# mystery



## Ipman (Sep 11, 2012)

I would like to know if everyone here thinks that your spouse
should know your sexual fantasies?
because for me if i would then she might not like them and then reject them and make it worse and also the mystery behind it something which is mine.


----------



## Henri (Jun 30, 2012)

Good question. Fantasy is strongest when it isn't reality because imagination can push all the buttons just how we like it and if it doesn't go to plan we can just start again in our mind. It is safe too.

I have heard people say that that they were pleased they opened up and told their partner as it became better than they expected. So I think it depends on the partner's attitudes and we have to be the best judge of that.

Personally I don't express my fantasy, but would be interested in replies from those who have done and what happened.


----------



## Diolay (Jan 25, 2012)

Really that depends on the fantasy. Some could be good to live out but others not so good. For example, there'sd some females who fdantasise about being raped, (Ok this is a harsh example but hopefully you'll saee the point). Anyway, while this may be a fantasy, the reality would be very different and not something they would like to live out. However, another fantasy could be one where a role play is involved. Lets say Headmaster. This could be one which might be interesting to become a reality. 

It really depends on what fantasy you're talking about and how praticle it could be to be introduced into the realtionship. Also, wether or not it would be detrimental to the relationship or to those involved.


----------



## wiigirl (Jun 14, 2012)

Really depends on the fantasy and your relationship.

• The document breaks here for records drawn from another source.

PR #1576, opened 2026-07-02
Split input and output `FileManagerProtocol`s

al45tair:
In order to output compressed archives, we need first to split `FileManagerProtocol` into `ReadOnlyFileManagerProtocol` and (read-write) `FileManagerProtocol`, then we need to add `outputFileSystem` arguments to various things in the codebase, to reflect the fact that we are now reading from one place and writing to another.

rdar://181216501

### DIFF
--- a/Sources/DocCCommandLine/Action/Actions/Convert/ConvertAction.swift
+++ b/Sources/DocCCommandLine/Action/Actions/Convert/ConvertAction.swift
@@ -43,6 +43,8 @@ public struct ConvertAction: AsyncAction {
     let sourceRepository: SourceRepository?
     
     private var fileManager: any FileManagerProtocol
+    private var outputFileManager: any FileManagerProtocol
+
     private let temporaryDirectory: URL
     
     private let diagnosticWriterOptions: (formatting: DiagnosticFormattingOptions, baseURL: URL)
@@ -94,6 +96,7 @@ public struct ConvertAction: AsyncAction {
         fileManager: any FileManagerProtocol = FileManager.default,
         temporaryDirectory: URL,
         outputFormat: Docc.Convert.OutputFormat = .json,
+        outputFileManager: (any FileManagerProtocol)? = nil,
         documentationCoverageOptions: DocumentationCoverageOptions = .noCoverage,
         bundleDiscoveryOptions: BundleDiscoveryOptions = .init(),
         diagnosticLevel: String? = nil,
@@ -121,6 +124,7 @@ public struct ConvertAction: AsyncAction {
         self.outputFormat = outputFormat
         self.buildLMDBIndex = buildIndex
         self.fileManager = fileManager
+        self.outputFileManager = outputFileManager ?? fileManager
         self.temporaryDirectory = temporaryDirectory
         self.documentationCoverageOptions = documentationCoverageOptions
         self.transformForStaticHosting = transformForStaticHosting
@@ -213,11 +217,6 @@ public struct ConvertAction: AsyncAction {
     /// A block of extra work that tests perform to affect the time it takes to convert documentation
     var _extraTestWork: (() async -> Void)?
 
-    /// The `Indexer` type doesn't work with virtual file systems.
-    ///
-    /// Tests that don't verify the contents of the navigator index can set this to `true` so that they can use a virtual, in-memory, file system.
-    var _completelySkipBuildingIndex: Bool = false
-    
     /// Converts each eligible file from the source documentation bundle,
     /// saves the results in the given output alongside the template files.
     public func perform(logHandle: inout LogHandle) async throws -> ActionResult {
@@ -226,25 +225,21 @@ public struct ConvertAction: AsyncAction {
     
     func perform(logHandle: inout LogHandle) async throws -> (ActionResult, DocumentationContext) {
         // FIXME: Use `defer` again when the asynchronous defer-statement miscompilation (rdar://137774949) is fixed.
-        let temporaryFolder: URL
-        switch outputFormat {
-        case .json:
-            temporaryFolder = try createTempFolder(with: htmlTemplateDirectory)
-        case .experimentalHTML:
-            temporaryFolder = try createTempFolder(with: nil)
-            for file in DocCHTML.StaticResources.allFiles {
-                try fileManager.createFile(at: temporaryFolder.appendingPathComponent(file.filename), contents: file.data)
-            }
-        }
+        let temporaryFolder = try Self.createUniqueDirectory(
+            inside: temporaryDirectory,
+            template: nil,
+            fileManager: outputFileManager
+        )
         
         do {
             let result = try await _perform(logHandle: &logHandle, temporaryFolder: temporaryFolder)
+
             diagnosticEngine.flush()
-            try? fileManager.removeItem(at: temporaryFolder)
+            try? outputFileManager.removeItem(at: temporaryFolder)
             return result
         } catch {
             diagnosticEngine.flush()
-            try? fileManager.removeItem(at: temporaryFolder)
+            try? outputFileManager.removeItem(at: temporaryFolder)
             throw error
         }
     }
@@ -255,6 +250,25 @@ public struct ConvertAction: AsyncAction {
             signposter.endInterval("Convert", convertSignpostHandle)
         }
         
+        let generateInFolder: URL = temporaryFolder
+        let generateInFileManager = outputFileManager
+
+        // Populate the directory with the initial files
+        switch outputFormat {
+            case .json:
+                if let htmlTemplateDirectory {
+                    try fileManager.copyItem(
+                        at: htmlTemplateDirectory,
+                        to: generateInFolder,
+                        on: generateInFileManager
+                    )
+                }
+            case .experimentalHTML:
+                for file in DocCHTML.StaticResources.allFiles {
+                    try generateInFileManager.createFile(at: generateInFolder.appendingPathComponent(file.filename), contents: file.data)
+                }
+        }
+
         // Add the default diagnostic console writer now that we know what log handle it should write to.
         if !diagnosticEngine.hasConsumer(matching: { $0 is DiagnosticConsoleWriter }) {
             diagnosticEngine.add(
@@ -283,12 +297,12 @@ public struct ConvertAction: AsyncAction {
         // FIXME: Use `defer` here again when the miscompilation of this asynchronous defer-statement (rdar://137774949) is fixed.
 //        let temporaryFolder = try createTempFolder(with: htmlTemplateDirectory)
 //        defer {
-//            try? fileManager.removeItem(at: temporaryFolder)
+//            try? generateInFileManager.removeItem(at: temporaryFolder)
 //        }
 
         let indexHTML: URL?
         if let htmlTemplateDirectory, outputFormat == .json {
-            let indexHTMLUrl = temporaryFolder.appendingPathComponent(
+            let indexHTMLUrl = generateInFolder.appendingPathComponent(
                 HTMLTemplate.indexFileName.rawValue,
                 isDirectory: false
             )
@@ -304,10 +318,10 @@ public struct ConvertAction: AsyncAction {
                 
                 // A hosting base path was provided which means we need to replace the standard
                 // 'index.html' file with the transformed one.
-                try fileManager.createFile(at: indexHTMLUrl, contents: data)
+                try generateInFileManager.createFile(at: indexHTMLUrl, contents: data)
             }
             
-            let indexHTMLTemplateURL = temporaryFolder.appendingPathComponent(
+            let indexHTMLTemplateURL = generateInFolder.appendingPathComponent(
                 HTMLTemplate.templateFileName.rawValue,
                 isDirectory: false
             )
@@ -315,26 +329,27 @@ public struct ConvertAction: AsyncAction {
             // Delete any existing 'index-template.html' file that
             // was copied into the temporary output directory with the
             // HTML template.
-            try? fileManager.removeItem(at: indexHTMLTemplateURL)
+            try? generateInFileManager.removeItem(at: indexHTMLTemplateURL)
         } else {
             indexHTML = nil
         }
         
         let coverageAction = CoverageAction(
             documentationCoverageOptions: documentationCoverageOptions,
-            workingDirectory: temporaryFolder,
-            fileManager: fileManager)
+            workingDirectory: generateInFolder,
+            fileManager: generateInFileManager)
 
-        let indexer = _completelySkipBuildingIndex ? nil : try Indexer(outputURL: temporaryFolder, bundleID: inputs.id)
+        let indexer = try Indexer(outputURL: generateInFolder, fileManager: generateInFileManager, bundleID: inputs.id)
 
         let registerInterval = signposter.beginInterval("Register", id: signposter.makeSignpostID())
         let context = try await DocumentationContext(bundle: inputs, dataProvider: dataProvider, diagnosticEngine: diagnosticEngine, configuration: configuration)
         signposter.endInterval("Register", registerInterval)
         
         let outputConsumer = ConvertFileWritingConsumer(
-            targetFolder: temporaryFolder,
+            targetFolder: generateInFolder,
             bundleRootFolder: rootURL,
             fileManager: fileManager,
+            outputFileManager: generateInFileManager,
             context: context,
             indexer: indexer,
             enableCustomTemplates: experimentalEnableCustomTemplates,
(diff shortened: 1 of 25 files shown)


Sources/DocCCommandLine/Action/Actions/Convert/ConvertAction.swift
```diff
@@ -213,11 +217,6 @@ public struct ConvertAction: AsyncAction {
     /// A block of extra work that tests perform to affect the time it takes to convert documentation
     var _extraTestWork: (() async -> Void)?
 
-    /// The `Indexer` type doesn't work with virtual file systems.
-    ///
-    /// Tests that don't verify the contents of the navigator index can set this to `true` so that they can use a virtual, in-memory, file system.
-    var _completelySkipBuildingIndex: Bool = false
```
d-ronnqvist, line 219: Does this mean that the `Indexer` can write to a virtual file system now? 👀

Sources/DocCCommandLine/Action/Actions/Convert/ConvertAction.swift
```diff
@@ -255,6 +250,25 @@ public struct ConvertAction: AsyncAction {
             signposter.endInterval("Convert", convertSignpostHandle)
         }
         
+        let generateInFolder: URL = temporaryFolder
+        let generateInFileManager = outputFileManager
```
d-ronnqvist, line 254: Question: Does this need to capture a local variable to the output file manager? Otherwise I find the original names easier to understand.

Sources/DocCCommandLine/Action/Actions/Convert/ConvertAction.swift
```diff
@@ -453,35 +464,47 @@ public struct ConvertAction: AsyncAction {
...
         // FIXME: We no longer output a diagnostics file in the output. We can remove the `emitDigest` check below.
         if !didEncounterError || emitDigest {
-            try moveOutput(from: temporaryFolder, to: targetDirectory)
+            try signposter.withIntervalSignpost("Move output") {
+                try Self.moveOutput(from: generateInFolder, to: targetDirectory, fileManager: generateInFileManager)
+            }
         }
 
+        // Stop the "total time" metric here. While moveOutput isn't interesting, compression is.
+        benchmark(end: totalTimeMetric)
```
d-ronnqvist: Moving this metric creates a breaking point where past builds can no longer be compared to newer builds. 

If we want to measure the compression then we may need to add a new metric for it.

Sources/DocCCommandLine/Action/Actions/Convert/JSONEncodingRenderNodeWriter.swift
```diff
@@ -18,17 +18,19 @@ class JSONEncodingRenderNodeWriter {
...
     private let transformForStaticHostingIndexHTML: URL?
     private let fileManager: any FileManagerProtocol
+    private let outputFileManager: any FileManagerProtocol
     private let renderReferenceCache = RenderReferenceCache([:])
     
     /// Creates a writer object that write render node JSON into a given folder.
     ///
     /// - Parameters:
     ///   - targetFolder: The folder to which the writer object writes the files.
     ///   - fileManager: The file manager with which the writer object writes data to files.
```
d-ronnqvist, line 27: minor: This documentation is no longer correct.

Sources/DocCCommandLine/Action/Actions/Convert/JSONEncodingRenderNodeWriter.swift
```diff
@@ -18,17 +18,19 @@ class JSONEncodingRenderNodeWriter {
...
-    init(targetFolder: URL, fileManager: any FileManagerProtocol, transformForStaticHostingIndexHTML: URL?) {
+    init(targetFolder: URL, fileManager: any FileManagerProtocol, outputFileManager: any FileManagerProtocol, transformForStaticHostingIndexHTML: URL?) {
```
d-ronnqvist: It's a bit hard to tell from the diff below. Does the writer ever use the `fileManager` property? If it doesn't then we only need one file manager and we could keep the existing parameter.

Sources/DocCCommandLine/Action/Actions/Convert/JSONEncodingRenderNodeWriter.swift
```diff
@@ -70,23 +72,16 @@ class JSONEncodingRenderNodeWriter {
...
-        do {
-            try fileManager._copyItem(at: indexHTML, to: htmlTargetFileURL)
-        } catch let error as NSError where error.code == NSFileWriteFileExistsError {
-            // We already have an 'index.html' file at this path. This could be because
-            // we're writing to an output directory that already contains built documentation
-            // or because we we're given bad input such that multiple documentation pages
-            // have the same path on the filesystem. Either way, we don't want this to error out
-            // so just remove the destination item and try the copy operation again.
-            try fileManager.removeItem(at: htmlTargetFileURL)
-            try fileManager._copyItem(at: indexHTML, to: htmlTargetFileURL)
```
d-ronnqvist, line 88: Question: Where did this workaround move? I can't find it in the diff. As far as I know, we still need this workaround somewhere.

Sources/DocCCommandLine/Action/Actions/Merge/MergeAction+SynthesizedLandingPage.swift
```diff
@@ -34,7 +34,7 @@ extension MergeAction {
         }
     }
     
-    func readRootNodeRenderReferencesIn(dataDirectory: URL) throws -> RootRenderReferences {
+    func readRootNodeRenderReferencesIn(dataDirectory: URL, on fileManager: any ReadOnlyFileManagerProtocol) throws -> RootRenderReferences {
```
d-ronnqvist: minor: This may just be me not being a native speaker but I find the argument label "on" to be a bit surprising and ungrammatical for a file manager parameter. I would find that something like "using" would read better at the call site.

Sources/SwiftDocC/Indexing/Navigator/NavigatorIndex.swift
```diff
@@ -495,6 +502,9 @@ extension NavigatorIndex {
         /// The output URL.
         public let outputURL: URL
         
+        /// The filesystem in which to work.
+        public let fileManager: any FileManagerProtocol
```
d-ronnqvist, line 506: I don't think we want this to be public API considering that this file manager isn't used for the LMDB files.

Sources/SwiftDocC/Utility/FileManagerProtocol.swift
```diff
@@ -22,30 +22,78 @@ package import Foundation
...
+/// a file-system, it performs actions like creating new files, copying, renaming
+/// and deleting files, and organizing them in directories.
+///
+/// The Cocoa `FileManager` type is the default implementation of that protocol
+/// that manages files stored on disk.
+///
+/// Should you need a file system with a different storage, create your own
+/// protocol implementations to manage files in memory,
+/// on a network, in a database, or elsewhere.
+public protocol FileManagerProtocol: ReadOnlyFileManagerProtocol {
```
d-ronnqvist, line 87: I don't think we want the file manager abstraction to be public API. At least that's something that we need to have a more careful review about.

Sources/SwiftDocC/Utility/FileManagerProtocol.swift
```diff
@@ -88,38 +125,94 @@ package protocol FileManagerProtocol: DataProvider {
...
+
     /// Returns a Boolean value that indicates whether a directory exists at a specified path.
-    package func directoryExists(atPath path: String) -> Bool {
+    public func directoryExists(atPath path: String) -> Bool {
         var isDirectory = ObjCBool(booleanLiteral: false)
         let fileExistsAtPath = fileExists(atPath: path, isDirectory: &isDirectory)
         return fileExistsAtPath && isDirectory.boolValue
     }
+
+    public func copyItem(at source: URL, to destination: URL, on otherFileManager: any FileManagerProtocol) throws {
```
d-ronnqvist, line 158: Like mentioned above: it may just be me not being a native speaker but I find the argument label "using" reads better than the label "on" for a file manager parameter.

Sources/SwiftDocC/Utility/FileManagerProtocol.swift
```diff
@@ -88,38 +125,94 @@ package protocol FileManagerProtocol: DataProvider {
...
+            files:       Array( allContents[..<partitionIndex] ),
+            directories: Array( allContents[partitionIndex...] )
+        )
+    }
+
+}
+
+extension FileManagerProtocol {
+
+    public func moveItem(at source: URL, to destination: URL, on otherFileManager: any FileManagerProtocol) throws {
```
d-ronnqvist, line 195: Like mentioned above: it may just be me not being a native speaker but I find the argument label "using" reads better than the label "on" for a file manager parameter.

d-ronnqvist (changes requested):
I'm generally in favor of splitting the file manager protocol into reading and writing pieces. 

That said: if I understand these changes correctly it both breaks file copying behavior by removing the previous workaround and it redefines a metric such that past versions can't be compared to new versions. 

I also think that we want to keep the file manager protocol(s) as a package-level implementation detail so that we are free to change them without worrying about breaking clients.

Sources/DocCCommandLine/Action/Actions/Convert/ConvertAction.swift
al45tair: Yes. See the NavigatorIndex.swift changes later on.

Sources/DocCCommandLine/Action/Actions/Convert/ConvertAction.swift
al45tair: It will in a later PR; I'm trying to break these changes up into chunks we can easily review as separate PRs and didn't want to rename all of the uses of these variable names only to move them back again in a subsequent PR.

Sources/DocCCommandLine/Action/Actions/Convert/ConvertAction.swift
al45tair: Not sure how big a deal this really is. We are now including the time taken to move the output to the final location. Is that really a problem?

Sources/DocCCommandLine/Action/Actions/Convert/JSONEncodingRenderNodeWriter.swift
al45tair: It hasn't moved; it's just been rewritten so that it works by checking for the existence of the file and explicitly removing it, instead of relying on catching an error.

Sources/SwiftDocC/Utility/FileManagerProtocol.swift
al45tair: I forget why it ended up having to be `public`. I think because it's being used from another package within the DocC source tree. I'll have to take a look and see what the reason was.

Sources/DocCCommandLine/Action/Actions/Convert/ConvertAction.swift
al45tair: OK, having thought about it, we don't need to move this in this PR anyway, and maybe you're right that we should have a separate metric for compression time. I'll undo this change.

Sources/DocCCommandLine/Action/Actions/Convert/JSONEncodingRenderNodeWriter.swift
al45tair: I think we can actually remove the `outputFileManager`, as you point out below.

Sources/DocCCommandLine/Action/Actions/Convert/JSONEncodingRenderNodeWriter.swift
al45tair: Let's remove `outputFileManager`; it doesn't seem to be necessary here.

Sources/DocCCommandLine/Action/Actions/Merge/MergeAction+SynthesizedLandingPage.swift
al45tair: Let's use `using` instead.

Sources/SwiftDocC/Indexing/Navigator/NavigatorIndex.swift
al45tair: That's a fair point. I didn't do anything about using LMDB files from non-default file managers.

Sources/SwiftDocC/Utility/FileManagerProtocol.swift
al45tair: I used `on` here because it's copying from `source` on the filesystem pointed at by `self` to `destination` on the filesystem pointed by `otherFileManager`. I agree that it's not entirely satisfactory because the parameter is a "file manager", and "on" a file manager seems to make less sense than "using" a file manager, _but_ "using" makes it seem like that's the only file manager being used here, which isn't true.

Sources/SwiftDocC/Utility/FileManagerProtocol.swift
al45tair: The same logic here applies as applies to `copyItem`. `on` I think properly conveys the fact that the _destination_ is `on` the filesystem addressed by the `otherFileManager`, whereas `using` would make it seem like that was the only file manager responsible for both URLs, I think.

Sources/SwiftDocC/Utility/FileManagerProtocol.swift
al45tair: OK, it needs to be `public` so that it can be used in:

- `Benchmark/Metrics/OutputSize.swift`, in the public `init`
- `Indexing/Navigator/NavigatorIndex.swift`, again in the public `init`
- `Infrastructure/Diagnostics/DiagnosticConsoleWriter.swift`, in the `formattedDescription` method.
- `Infrastructure/Input Discovery/DocumentationInputsProvider.swift` in the package `init`.
- `Model/Rendering/HTML/HTMLRenderer+FullPage.swift` in `prepareForFullPage`.

Making it `package` instead solves the latter three, but still creates a problem in `Benchmark` and `Indexing`.

d-ronnqvist: In that case we need to figure out a different solution for the first two. In other places we introduce a second `package` access initializer have have the `public` initializer pass `FileManager.default` to the `package` access initializer.

Sources/DocCCommandLine/Action/Actions/Convert/JSONEncodingRenderNodeWriter.swift
d-ronnqvist: If I understand correctly that seems like the close description of this anti-pattern from the note callout in [the `fileExists(atPath:)` documentation](https://developer.apple.com/documentation/foundation/filemanager/fileexists(atpath:)):

> Attempting to predicate behavior based on the current state of the file system or a particular file on the file system is not recommended. Doing so can cause odd behavior or race conditions. It’s far better to attempt an operation (such as loading a file or creating a directory), check for errors, and handle those errors gracefully than it is to try to figure out ahead of time whether the operation will succeed. For more information on file-system race conditions, see [Race Conditions and Secure File Operations](https://developer.apple.com/library/archive/documentation/Security/Conceptual/SecureCodingGuide/Articles/RaceConditions.html#//apple_ref/doc/uid/TP40002585) in [Secure Coding Guide](https://developer.apple.com/library/archive/documentation/Security/Conceptual/SecureCodingGuide/Introduction.html#//apple_ref/doc/uid/TP40002415).

al45tair: There's no security-relevant race condition here, so that admonishment is a bit pointless.

Both

```swift
do {
  try fileManager._copyItem(at: indexHTML, to: htmlTargetFileURL)
} catch let error as NSError where error.code == NSFileWriteFileExistsError {
  try fileManager.removeItem(at: indexHTML)
  try fileManager._copyItem(at: indexHTML, to: htmlTargetFileURL)
}
```

and

```swift
if fileManager.fileExists(at: indexHTML) {
  try fileManager.removeItem(at: indexHTML)
}
try fileManager._copyItem(at: indexHTML, to: htmlTargetFileURL)
```

are racy, and there's nothing you can do about that. For instance, in the `do... catch` version, if some malicious party puts a file at `indexHTML`, then waits a tiny amount and does it again, the _second_ `_copyItem` will fail. That's _exactly_ the same kind of failure as someone doing it once, which is what trips up the simpler `fileExists`-based code.

The reason I changed it is that it relies on the file manager specifically throwing an `NSError` with `error.code` set to `NSFileWriteFileExistsError`. That's what Foundation's `FileManager` does, or at least _might_ do (assuming there's no other error), but in general I don't think we should force `FileManagerProtocol` implementations to throw `NSError`s specifically.

Sources/SwiftDocC/Utility/FileManagerProtocol.swift
al45tair: Hmmm. That might work.

al45tair:
Looks like my rebase has gone wrong somehow :-(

_Posted via Mobile Device_


----------



## ScarletBegonias (Jun 26, 2012)

I'll share most fantasies.but i have a few that are only for me and I will never feel comfortable sharing them.


----------



## hubby (Aug 10, 2009)

ScarletBegonias said:


> I'll share most fantasies.but i have a few that are only for me and I will never feel comfortable sharing them.


I am curious about this because I don't think there would be any fantasy that I would not share. What type of fantasies are you not comfortable sharing? Only ones that I could possibly see me getting into some conflict if I had fantasies about some other woman I had a platonic relationship with. 

I could see some woman having trouble sharing a "rape" fantasy. I know that is a popular one that is not discussed much so I personally don't think there is anything "wrong" with that. 

I could see many folks having same sex fantasies. Again, probably not an unpopular one and I also don't see anything wrong with that either.

Kinda curious as to what folks don't feel comfortable about sharing with their spouse as my wife has said she does not have many. I think all people have some form of fantasies. I think when folks don't feel comfortable sharing, it is likely they are really mild/vanilla, are more "romantic scenarios". In these cases they may see them as fantasies as they think others have. Or they feel they are too dark/taboo.


----------



## kl84 (Jan 26, 2012)

I think you should know your partner well enough to know what fantasies can be shared and what fantasies need to be kept to yourself. For instance, fantasies about someone other than them should probably be kept to yourself lol.


----------



## ScarletBegonias (Jun 26, 2012)

hubby said:


> I am curious about this because I don't think there would be any fantasy that I would not share. What type of fantasies are you not comfortable sharing?


Like i said,I share most. I keep the dark or "strange" ones to myself. It's nothing anyone would consider gross or disgusting. I choose not to share them because I don't want them to happen and I don't want someone thinking I want those fantasies in real life.
Aside from that,I don't like explaining why certain mental images turn me on.Sometimes I can't explain it because I don't even understand it.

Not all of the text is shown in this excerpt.